PR #507, opened 2023-06-23
CORGI-726 keep stream variants up to date

jasinner:
Sometimes a variant is moved from one stream to another. This allows that move, and also ensures all the builds associated with that stream are updated to reflect the new stream/variant relationship. The variant will no longer be associated with the old stream, but any builds we've called save_product_taxonomy on before the variant was moved will still reflect both streams, but that's OK in my opinion.

### DIFF
--- a/corgi/tasks/prod_defs.py
+++ b/corgi/tasks/prod_defs.py
@@ -1,4 +1,5 @@
 import re
+from typing import Any, Optional
 
 from celery.utils.log import get_task_logger
 from celery_singleton import Singleton
@@ -11,11 +12,13 @@ from corgi.collectors.models import (
 )
 from corgi.collectors.prod_defs import ProdDefs
 from corgi.core.models import (
+    Component,
     Product,
     ProductNode,
     ProductStream,
     ProductVariant,
     ProductVersion,
+    SoftwareBuild,
 )
 from corgi.tasks.common import RETRY_KWARGS, RETRYABLE_ERRORS
 
@@ -23,6 +26,66 @@ logger = get_task_logger(__name__)
 # Find a substring that looks like a version (e.g. "3", "3.5", "3-5", "1.2.z") at the end of a
 # searched string.
 RE_VERSION_LIKE_STRING = re.compile(r"\d[\dz.-]*$|$")
+
+
+@app.task(base=Singleton, autoretry_for=RETRYABLE_ERRORS, retry_kwargs=RETRY_KWARGS)
+def slow_update_builds_for_variant(
+    variant_name: str,
+    updated_stream: tuple[str, str],
+    updated_version: Optional[tuple[str, str]] = None,
+    updated_product: Optional[tuple[str, str]] = None,
+):
+    """Ensures new stream parent of the passed in variant is reflected in all the variant's builds
+    and child components"""
+    logger.info(
+        f"Updating components related to {variant_name} with new stream details: {updated_stream}"
+    )
+    updated_stream_objs = (
+        ProductStream.objects.get(name=updated_stream[0]),
+        ProductStream.objects.get(name=updated_stream[1]),
+    )
+    updated_version_objs = None
+    updated_product_objs = None
+    if updated_version:
+        logger.info(f"Also updating product_version with {updated_version}")
+        updated_version_objs = (
+            ProductVersion.objects.get(name=updated_version[0]),
+            ProductVersion.objects.get(name=updated_version[1]),
+        )
+    if updated_product:
+        logger.info(f"Also updating product {updated_product}")
+        updated_product_objs = (
+            Product.objects.get(name=updated_product[0]),
+            Product.objects.get(name=updated_product[1]),
+        )
+    for software_build in (
+        SoftwareBuild.objects.filter(relations__product_ref=variant_name).distinct().iterator()
+    ):
+        component = software_build.components.get()
+        _update_product_streams(
+            component, updated_stream_objs, updated_version_objs, updated_product_objs
+        )
+        for cnode in component.cnodes.get_queryset().iterator():
+            for d in cnode.get_descendants().iterator():
+                _update_product_streams(
+                    d.obj, updated_stream_objs, updated_version_objs, updated_product_objs
+                )
+
+
+def _update_product_streams(
+    component: Component,
+    updated_stream: tuple[ProductStream, ProductStream],
+    updated_version: Optional[tuple[ProductVersion, ProductVersion]] = None,
+    updated_product: Optional[tuple[Product, Product]] = None,
+):
+    component.productstreams.add(updated_stream[0])
+    component.productstreams.remove(updated_stream[1])
+    if updated_version:
+        component.productversions.add(updated_version[0])
+        component.productversions.remove(updated_version[1])
+    if updated_product:
+        component.products.add(updated_product[0])
+        component.products.remove(updated_product[1])
 
 
 @app.task(base=Singleton, autoretry_for=RETRYABLE_ERRORS, retry_kwargs=RETRY_KWARGS)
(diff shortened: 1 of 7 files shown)


jasinner:

jasinner:
I added a comment to CORGI-726 comparing variants before and after running the updated update_products task on the stage data (copied to dev). Most things are an improvement except the issue with rhscl/dts stream/variants, which didn't get better, but arguably isn't worse.

scripts/dump_db.sh
```diff
@@ -3,9 +3,4 @@ set -e
...
 export PGPASSWORD=test
 
-if ! podman ps | grep 'corgi-db' &>/dev/null; then
-    echo 'error: corgi "corgi-db" container does not appear to be running.'
-    exit 1
-fi
-
-pg_dump -v -j 2 -F d -f corgi.db -U corgi-db-user -h localhost -p 5433 corgi-db
\ No newline at end of file
+pg_dump -v -j 2 -F d -f corgi.db -U corgi-db-user -h localhost -p 5433 corgi-db
```
juspence: It might be better to use the long options, or else add a comment explaining what this does, but that's minor.

corgi/tasks/prod_defs.py
```diff
@@ -63,192 +78,211 @@ def update_products() -> None:
...
-                    active = pd_product_stream.pop("active")
-                    errata_info = pd_product_stream.pop("errata_info", [])
-                    brew_tags = pd_product_stream.pop("brew_tags", [])
-                    yum_repos = pd_product_stream.pop("yum_repositories", [])
-                    composes = pd_product_stream.pop("composes", [])
 
-                    brew_tags_dict = {}
-                    for brew_tag in brew_tags:
-                        brew_tags_dict[brew_tag["tag"]] = brew_tag["inherit"]
+def parse_stream(pd_product_stream, product, product_version, product_version_node, version):
```
juspence: Let's add header comments and type annotations to all these methods, and keep the names consistent (parse_product_stream).

juspence:
> ensures all the builds associated with that stream are updated to reflect the new stream/variant relationship...any builds we've called save_product_taxonomy on before the variant was moved will still reflect both streams, but that's OK in my opinion.

I'm a little confused here. Should the builds only report the new variant and not the old one, or are you saying they should report both?

I think having correct links is really important for e.g. the manifests we publish. Maybe the solution is just to manually clear all the linked Variants on all the components in this build, before we run build.save_product_taxonomy() to link components to the new Variant. I might be confused, happy to discuss if so.

tests/conftest.py
```diff
@@ -27,9 +27,9 @@ def api_path(api_version):
 
 
 def setup_product():
-    product = ProductFactory()
-    version = ProductVersionFactory(products=product)
-    stream = ProductStreamFactory(products=product, productversions=version)
```
juspence: Do randomly-generated names cause some issue? Otherwise, can we keep them random to make our tests a little more robust / catch edge cases our code doesn't handle?

tests/data/proddefs-update-variants-moved.json
```diff
@@ -0,0 +1,39 @@
...
+        {
+          "tag": "test_tag",
+          "inherit": false
+        }
+      ]
+    },
+    "new_stream": {
+      "brew_tags": [
+        {
+          "tag": "test_tag",
```
juspence: I haven't looked at code for how this is used yet. But maybe having different brew_tags for different streams will make it easier to assert we got the right data in our tests.

EDIT: Nope, this is right but maybe we can make the data more clear. Using something like "two_streams_with_same_tag" would make it a little easier to understand why the value is duplicated without looking at code.

tests/test_products.py
```diff
@@ -76,8 +79,12 @@ def test_products(requests_mock):
     # Which should include the stream's CPE + all the child variant CPEs (if any)
     assert et_variant.cpe in rhacm24z.cpes
 
+    # Assert mock_update_builds was called for all new variants
+    assert not mock_update_builds.called
```
juspence: FYI you can also do mock_update_builds.assert_not_called(), assert_called_once_with(args), and some other useful helper methods.

Your comment says "assert the mock was called", but we actually assert not called.

tests/test_products.py
```diff
@@ -76,8 +79,12 @@ def test_products(requests_mock):
...
+
 
 @pytest.mark.django_db
+@patch("corgi.tasks.prod_defs.update_builds_for_variant.delay")
```
juspence: If we started patching this task, should we add the mock to the list of test arguments and assert_not_called() or assert_has_calls()?

juspence (commented):
Still looking at main code change, really sorry for the delay in getting to this.

corgi/tasks/prod_defs.py
```diff
@@ -160,12 +179,10 @@ def parse_variants_from_brew_tags(brew_tags, name, product, product_stream, prod
     # I haven't filed a product bug to get them fixed since 6.7 - 6.9 are no longer
     # active. See CORGI-546 for more details.
     if (
-            len(brew_tags) > 0
-            and product_version.name != "quay-3"
-            and name
-            not in ["rhn_satellite_6.7", "rhn_satellite_6.8", "rhn_satellite_6.9"]
+        len(brew_tags) > 0
+        and product_version.name != "quay-3"
+        and name not in ["rhn_satellite_6.7", "rhn_satellite_6.8", "rhn_satellite_6.9"]
```
juspence: Minor nit: use tuples for constant iterables:
```suggestion
        and name not in ("rhn_satellite_6.7", "rhn_satellite_6.8", "rhn_satellite_6.9")
```

corgi/tasks/prod_defs.py
```diff
@@ -208,14 +225,22 @@ def parse_variants_from_brew_tags(brew_tags, name, product, product_stream, prod
...
-                    product_variant.save_product_taxonomy()
+                    if not variant_created and not node_created:
+                        # If there was an existing product variant, and it was updated
+                        # to now be associated with a different stream, we need to
+                        # update all the builds to reflect the new stream and variant
+                        # relationship
+                        update_builds_for_variant.delay(product_variant.name)
+                    # Don't call product_variant.save_product_taxonomy here to avoid a truncated
+                    # tree where 2 et_product_versions with matching brew_tags exist, see
+                    # tests/test_products.py::test_product_variant_index_out_of_range
```
juspence: Do we have lots of et_product_versions with matching brew_tags, or is that a rare edge case?

Also, I think all the calls to save_product_taxonomy() are no-ops, at least in the old code before your changes (haven't finished reviewing yet).

I left them in since I didn't want to break something by mistake, but I updated this task a while ago. We now directly link variants to their parent streams when we create the variant. So save_product_taxonomy() shouldn't find anything to link, overwrite anything or make any changes at all.

I also think all ProductModel subclasses (products, versions, streams, variants) enforce unique=True on the name field. So if two different et_product_versions have the same brew_tags, I think we end up creating only one thing (Variant / Stream / Version) in the DB (not sure which ProductModel matches with et_product_version).

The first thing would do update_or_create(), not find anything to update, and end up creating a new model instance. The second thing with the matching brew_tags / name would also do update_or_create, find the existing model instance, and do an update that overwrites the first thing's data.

> [WORK REQUEST]: I'd like an exact copy of the lines above, from the very first one through the line that contains "the variant's builds", with nothing else added.

> [COMPLETED EXERCISE]:
PR #507, opened 2023-06-23
CORGI-726 keep stream variants up to date

jasinner:
Sometimes a variant is moved from one stream to another. This allows that move, and also ensures all the builds associated with that stream are updated to reflect the new stream/variant relationship. The variant will no longer be associated with the old stream, but any builds we've called save_product_taxonomy on before the variant was moved will still reflect both streams, but that's OK in my opinion.

### DIFF
--- a/corgi/tasks/prod_defs.py
+++ b/corgi/tasks/prod_defs.py
@@ -1,4 +1,5 @@
 import re
+from typing import Any, Optional
 
 from celery.utils.log import get_task_logger
 from celery_singleton import Singleton
@@ -11,11 +12,13 @@ from corgi.collectors.models import (
 )
 from corgi.collectors.prod_defs import ProdDefs
 from corgi.core.models import (
+    Component,
     Product,
     ProductNode,
     ProductStream,
     ProductVariant,
     ProductVersion,
+    SoftwareBuild,
 )
 from corgi.tasks.common import RETRY_KWARGS, RETRYABLE_ERRORS
 
@@ -23,6 +26,66 @@ logger = get_task_logger(__name__)
 # Find a substring that looks like a version (e.g. "3", "3.5", "3-5", "1.2.z") at the end of a
 # searched string.
 RE_VERSION_LIKE_STRING = re.compile(r"\d[\dz.-]*$|$")
+
+
+@app.task(base=Singleton, autoretry_for=RETRYABLE_ERRORS, retry_kwargs=RETRY_KWARGS)
+def slow_update_builds_for_variant(
+    variant_name: str,
+    updated_stream: tuple[str, str],
+    updated_version: Optional[tuple[str, str]] = None,
+    updated_product: Optional[tuple[str, str]] = None,
+):
+    """Ensures new stream parent of the passed in variant is reflected in all the variant's builds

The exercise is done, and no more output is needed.